====== Records for this exercise

PR #1748, opened 2024-12-15
1634 select unique identifier type for obfuscated ids

### LINKED ISSUE #1634: Implement unique identifier type for obfuscated IDs
For prototyping, uuid for obfuscated IDs will suffice.

However before proceeding beyond prototyping stages; care should be taken in selecting between UUIDs and, for example, Google style identifiers.

See:
https://stackoverflow.com/questions/19686430/is-google-drive-file-id-unique-globally
https://chatgpt.com/share/6733d084-5660-800f-a9df-1b920b9991d2

camerojo:
Adds new publicId field to Candidates, SavedList and SavedSearch. 
Adds to new entities when they are created. Exposes in DTOs.

See SystemAdminApi set_public_ids as one off way of setting publicIds on existing entities.

Runs in background.

### DIFF
--- a/server/src/main/java/org/tctalent/server/model/db/Candidate.java
+++ b/server/src/main/java/org/tctalent/server/model/db/Candidate.java
@@ -63,9 +63,10 @@ import org.tctalent.server.util.SalesforceHelper;
 @Table(name = "candidate")
 @SequenceGenerator(name = "seq_gen", sequenceName = "candidate_id_seq", allocationSize = 1)
 @Slf4j
-public class Candidate extends AbstractAuditableDomainObject<Long> {
+public class Candidate extends AbstractAuditableDomainObject<Long> implements HasPublicId {
 
     private String candidateNumber;
+    private String publicId;
 
     @Transient
     private Long contextSavedListId;
@@ -819,6 +820,14 @@ public class Candidate extends AbstractAuditableDomainObject<Long> {
 
     public void setCandidateNumber(String candidateNumber) {
         this.candidateNumber = candidateNumber;
+    }
+
+    public String getPublicId() {
+        return publicId;
+    }
+
+    public void setPublicId(String publicId) {
+        this.publicId = publicId;
     }
 
     /**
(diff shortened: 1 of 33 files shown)


server/src/main/java/org/tctalent/server/model/db/Candidate.java
```diff
@@ -63,9 +63,10 @@
 @Table(name = "candidate")
 @SequenceGenerator(name = "seq_gen", sequenceName = "candidate_id_seq", allocationSize = 1)
 @Slf4j
-public class Candidate extends AbstractAuditableDomainObject<Long> {
+public class Candidate extends AbstractAuditableDomainObject<Long> implements HasPublicId {
```
sadatmalik, line 66: Recommendation generated by Amazon CodeGuru Reviewer. Leave feedback on this recommendation by replying to the comment or by reacting to the comment using emoji.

============

*Activity*. If a line of the data contains "model", copy it out.

*Answer space*.
--- a/server/src/main/java/org/tctalent/server/model/db/Candidate.java
+++ b/server/src/main/java/org/tctalent/server/model/db/Candidate.java
server/src/main/java/org/tctalent/server/model/db/Candidate.java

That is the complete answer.